Du Rififfi dans les CSE de SSG !

 

 

Un poste était à pourvoir en sociologie, poste d’un MCF devenu PR (par intervention plus que divine vu le Cv, mais la 19° du CNU a des raisons que la raison universitaire classique ignore)  longtemps gardé au frigo pour un recrutement local de chez local que la tribu affectionne. Selon les bonnes habitudes, petite formalité et…la surprise du chef ! Le boss sort un autre lapin du chapeau ! Protestation publique de l’éconduit, lettre d’une partie de Kamelott  aux membres du CA restreint dénonçant les conditions de la CSE, ce dernier en grande sagesse et devant cette nouvelle forme de la matière molle décida à l’unanimité –1 voix d’invalider toute la liste. Depuis les  dipsodes s’agitent comme mouches en bouteille et Pichrocole ne règne plus vraiment sur son domaine qui prend l’allure de celui de Pétaud !

 

 

La CSE de gestion ne pouvait faillir à la tradition. Alertés par les remarques ironiques de collègues parisiens, anciens d’Evry, à qui le déroulement de la CSE de gestion avait été conté, tels Roultabille, nous avons mené l’enquête !

Effet Sarko ou tout simplement double impact de nos interventions et du début de redressement administratif de l’université, toujours est-il que la CSE de gestion se tenait dans les règles administratives comme il sied à une maison de bonne réputation. 

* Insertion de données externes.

PR #392, opened 2026-05-22
Label all polynomials

miguel-ambrona:
A small refactor preparing the ground for the Multi PCS interface.

We label all polynomials (all commitments since each commitment holds a single polynomial for now). Labels are not serialized. After a commitment is deserialized, the verifier has to explicitly call `fn label` to include the label they expect for it.


proofs/src/plonk/circuit.rs
```diff
@@ -1749,32 +1749,12 @@ impl<F: Field> ConstraintSystem<F> {
...
-            table_map,
-        ));
-
-        index
+        self.batch_lookup_any(name, selector, |cells| {
+            table_map(cells)
+                .into_iter()
+                .map(|(inputs, table)| (inputs, cells.query_fixed(table.inner(), Rotation::cur())))
+                .collect()
+        })
```
irakoton, line 1757: Is this something that has been forgotten in a previous PR? Batch lookups seem to be unrelated to the change

proofs/src/plonk/circuit.rs
```diff
@@ -1806,13 +1806,14 @@ impl<F: Field> ConstraintSystem<F> {
...
-        self.lookups.push(logup::BatchedArgument::new(
-            name.as_ref(),
-            selector,
-            table_map,
-        ));
+        // Append the ordinal to guarantee uniqueness even when the caller supplies
+        // the same name twice (e.g. the same chip configured more than once).
+        let name = format!("{} lookup: {}", ordinal(index + 1), name.as_ref());
+
+        self.lookups.push(logup::BatchedArgument::new(&name, selector, table_map));
```
irakoton, line 1816: ~IIUC, you use `ordinal` to ensure that several consecutive configurations of the same chip get unique name, but we still have to enforce manually to give different names to each gate call. Is this requirement documented somewhere?~

Nevermind, I misread the `format!`. Everything is unique by construction.

proofs/src/utils/helpers.rs
```diff
@@ -111,6 +111,18 @@ where
...
+    let suffix = match (n % 100, n % 10) {
+        (11..=13, _) => "th",
+        (_, 1) => "st",
+        (_, 2) => "nd",
+        (_, 3) => "rd",
+        _ => "th",
+    };
+    format!("{n}{suffix}")
+}
+
```
irakoton: We could also just do `lookup #n` instead of using ordinals, I think it's as readable. No strong opinion.

proofs/src/poly/commitment.rs
```diff
@@ -72,6 +73,16 @@ pub trait PolynomialCommitmentScheme<F: PrimeField>: Clone + Debug {
...
+/// A commitment that can be assigned a [`PolynomialLabel`].
+///
+/// Deserialized commitments start with [`PolynomialLabel::NoLabel`]; call sites
+/// must attach the correct label before the commitment reaches the MSM layer.
+pub trait Labelable {
+    /// Attaches the given [`PolynomialLabel`] to this commitment, replacing any
+    /// existing label (including [`PolynomialLabel::NoLabel`]).
+    fn label(self, label: PolynomialLabel) -> Self;
+}
+
```
irakoton, line 85: I don't really like this part of the API, but I thought about it for a while, and I don't think we can do better. The only reasonable other choice would be to also serialise the label in the transcript, but apart from the proof-size overhead (played with Claude and got a +5% estimate), I'm not comfortable with adding yet another possible way of doing Fiat-Shamir incorrectly.

Is the plan to stick to this API unless someone has a genius improvement idea?

proofs/src/poly/query.rs
```diff
@@ -10,29 +10,57 @@ use crate::{
...
+            Self::PermutationFixed(i) => write!(f, "perm_fixed_{i}"),
+            Self::PermutationAccumulator(i) => write!(f, "perm_acc_{i}"),
+            Self::LogupHelper(name) => write!(f, "logup_helper({name})"),
+            Self::LogupMultiplicities(name) => write!(f, "logup_multiplicities({name})"),
+            Self::LogupAggregator(name) => write!(f, "logup_aggregator({name})"),
+            Self::Trash(name) => write!(f, "trash({name})"),
+            Self::Quotient => f.write_str("quotient"),
+            Self::QuotientPiece(i) => write!(f, "quotient_piece_{i}"),
+            Self::Collapsed => f.write_str("collapsed"),
             Self::Custom(s) => f.write_str(s),
```
irakoton: Kind of a improbable degenerate side case, but maybe change the display to avoid cases where someone uses another label name as Custom (e.g., `collapsed`). Maybe `custom({s})`.

proofs/src/poly/query.rs
```diff
@@ -10,29 +10,57 @@ use crate::{
...
+    /// PLONK quotient polynomial h(X), committed as a single piece.
+    Quotient,
+    /// PLONK quotient polynomial h(X), committed in pieces (piece index).
+    QuotientPiece(usize),
+    /// Trash compressed polynomial, for a named argument.
+    Trash(String),
+    /// A commitment obtained by collapsing an MSM.
+    Collapsed,
     /// User-defined label.
     Custom(String),
```
irakoton, line 40: IIUC, the `Custom` variant will only be used in the implems of multi-open/multi-prepare? Not sure where else we would need something custom. In fflonk, we will likely use it there as well.

circuits/src/verifier/accumulator.rs
```diff
@@ -94,26 +94,29 @@ impl<S: SelfEmulation> Accumulator<S> {
...
+                    PolynomialLabel::PermutationFixed(i) => {
                         let name = perm_commitment_name(prefix, *i);
                         assert_eq!(fixed_bases.get(&name), Some(base));
                         fixed_base_scalars.insert(name, *scalar);
                     }
-                    CommitmentLabel::Custom(s) if s == "-G" => {
+                    PolynomialLabel::Custom(s) if s == "-G" => {
                         assert_eq!(fixed_bases.get(s), Some(base));
                         fixed_base_scalars.insert("-G".into(), *scalar);
                     }
```
irakoton, line 116: I'm realising it now, but does this mean that whenever a new `Custom` is used in a new implementation (typically fflonk), the code of the verifier circuit has to be adapted to take the new variants into account?

circuits/src/verifier/mod.rs
```diff
@@ -47,6 +47,7 @@ pub use accumulator::{Accumulator, AssignedAccumulator};
 #[derive(Clone, Debug)]
 pub(crate) struct LabeledPoint<S: SelfEmulation> {
     pub(crate) point: S::AssignedPoint,
+    #[allow(dead_code)]
```
irakoton, line 50: I'm a bit confused, weren't labels, before your PR, used precisely in the verifier gadget? How come it's dead code now?

irakoton (approved):
Great PR, thanks for the work. A few comments.

proofs/src/plonk/circuit.rs
miguel-ambrona: This was intentional. We had 2 functions almost identical, I decided to implement one out of the other:
https://github.com/midnightntwrk/midnight-zk/pull/392/changes/c6d3f9fdcfe64cdeb5d58357bdaf4ae5c8b6ddeb

This PR is on a general refactor, not  limited to labeling all polys.

proofs/src/utils/helpers.rs
miguel-ambrona: Yes, that may be better.

At some point I even considered not giving the lookup a name but just a `usize`. That should work too.

proofs/src/poly/commitment.rs
miguel-ambrona: I also dislike it, but it is what we agreed after a discussion with Iñigo.

Apart from serializing the labels (which is handy, but not very elegant and it feels wasteful) we could also revisit the signature of `read` to require the labels, but that is even worse (since `read` is from a global trait used elsewhere).

I think the plan is to stick to this. @iquerejeta ?

proofs/src/poly/query.rs
miguel-ambrona: Makes sense.

proofs/src/poly/query.rs
miguel-ambrona: Yes, I'm a bit skeptical about Custom, but it seems useful.
Currently only used for the multi-open  internal commitments.

circuits/src/verifier/accumulator.rs
miguel-ambrona: Well, no. Only if it is a fixed base.
But this is gonna change a lot. The abstraction in the verifier gadget is wrong. Let's open this conversation after I apply the refactor I have in mind.

circuits/src/verifier/mod.rs
miguel-ambrona: They are not used in the verifier gadget. I only added them for consistency.
This will be addressed in the future.

proofs/src/plonk/mod.rs
```diff
@@ -177,7 +180,10 @@ where
         let num_fixed_columns = u32::from_le_bytes(num_fixed_columns);
 
         let fixed_commitments: Vec<_> = (0..num_fixed_columns)
-            .map(|_| CS::Commitment::read(reader, format))
+            .map(|i| {
+                CS::Commitment::read(reader, format)
+                    .map(|c| c.label(PolynomialLabel::Fixed(i as usize)))
+            })
```
iquerejeta, line 186: Before you were labelling the generator with `i = 0`. Won't there be a collision between the generator and the first fixed poly?

proofs/src/poly/kzg/mod.rs
```diff
@@ -210,7 +210,7 @@ where
             poly_inner_product(&f_polys, powers(x2))
         };
 
-        let f_com = Self::commit(params, &f_poly, PolynomialLabel::NoLabel);
+        let f_com = Self::commit(params, &f_poly, PolynomialLabel::Custom("kzg_batch".into()));
```
iquerejeta: what about the following name? 
```suggestion
        let f_com = Self::commit(params, &f_poly, PolynomialLabel::Custom("multi_open_batch".into()));
```

proofs/src/poly/kzg/commitment.rs
```diff
@@ -78,15 +78,28 @@ where
...
+impl<E: MultiMillerLoop> Labelable for KZGCommitment<E> {
+    fn label(self, label: PolynomialLabel) -> Self {
+        match self {
+            Self::Simple(p, _) => Self::Simple(p, label),
+            Self::Linear(points, scalars, labels) => Self::Linear(
+                points,
+                scalars,
+                labels.into_iter().map(|_| label.clone()).collect(),
+            ),
+        }
```
iquerejeta, line 96: Do we ever 'relable'? If not, I would check that the label matches the existing one in case it is not `None`.

iquerejeta (dismissed):
Looks good to me - minor comments.

irakoton (dismissed):
I was coding on top of the PR, and I encountered an error that isn't caught by the CLI (due to being triggered only when truncated challenge is enabled). Confirmed the error doesn't trigger on main but triggers on your branch, so I think it comes from here.

Reproduce with
```bash
cargo test -p midnight-proofs --lib --features truncated-challenges poly::kzg::tests::test_roundtrip_gwc
```

I'm not exactly sure what's going on, but it seems there is a NoLabel running wild in the MSM.

proofs/src/poly/kzg/commitment.rs
miguel-ambrona: Good point. I will check the label is `None` on Simple commitments and I will not allow labeling Linear ones.

proofs/src/plonk/mod.rs
miguel-ambrona: I'm not sure why you say we were labeling the generator with `i = 0`.

The (opposite of the) generator should have label `Custom("-G")`, what do you think?

miguel-ambrona:
> I was coding on top of the PR, and I encountered an error that isn't caught by the CLI (due to being triggered only when truncated challenge is enabled). Confirmed the error doesn't trigger on main but triggers on your branch, so I think it comes from here.
> 
> Reproduce with
> 
> ```shell
> cargo test -p midnight-proofs --lib --features truncated-challenges poly::kzg::tests::test_roundtrip_gwc
> ```
> 
> I'm not exactly sure what's going on, but it seems there is a NoLabel running wild in the MSM.

Solved, this was due to the addition of new labels.

proofs/src/plonk/mod.rs
iquerejeta: You are right - got confused with this instance commitment [here](https://github.com/midnightntwrk/midnight-zk/pull/392/changes/c9017fc4a9ee8c01c570ab9d0e9dfb15e5b0d01d#diff-41438af180d2504e9d1304c7e3ad356db11393934d7d4d50ffd67b2e67679e3eR355)

iquerejeta (approved):

PR #408, opened 2026-06-04
Release new version v2.3

miguel-ambrona:
Introduce Instantiable::from_public_input as a decoding function and (injectivity tests).

Expose conversion functions between scalars and biguint in native Edwards chip.


iquerejeta (approved):
Looks good to me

Mais après l’introduction, la titularisation de nos jeunes collègues que nous avions réclamée tant elles le méritent puis que les MCF (sauf 1) et les Ater s’appuient tout le travail en gestion, les invités ont vite découvert les mœurs fort curieuses des Théo et autres Volfoni locaux. Bref d’une austère CSE on est vite passé aux Tontons flingueurs quand il a été question de s’attribuer l’héritage de la petite Patricia/Gestion en l’occurrence des postes d’ATER. Le VP du CS, économiste de son état tenait pour le recrutement d’un Ater économiste, le Boss de l’UFR avait demandé sa dîme sous forme d’un Ater de sociologie ! La réunion bascula alors dans une scène digne de Lautner avec noms d’oiseaux et même jets de dossiers dans lequel le 2°VP CS (secteur SHS) s’illustra, montrant ainsi qu’il était à l’unisson de ses amis du secteur. Les PR locaux de gestion avaient plongé sous la table, aussi bien celui qui s’en va sans avoir rien fait, mais rien, que celui qui reste…hélas !  La manœuvre des malfaisants qui en voulaient à l’héritage de notre petite Patricia/Gestion a échoué…quant aux restes de la gestion l’université, à la différence de l’UMP qui a poussé Chirac dehors, elle a choisi de confier leur accommodement au troisième âge !    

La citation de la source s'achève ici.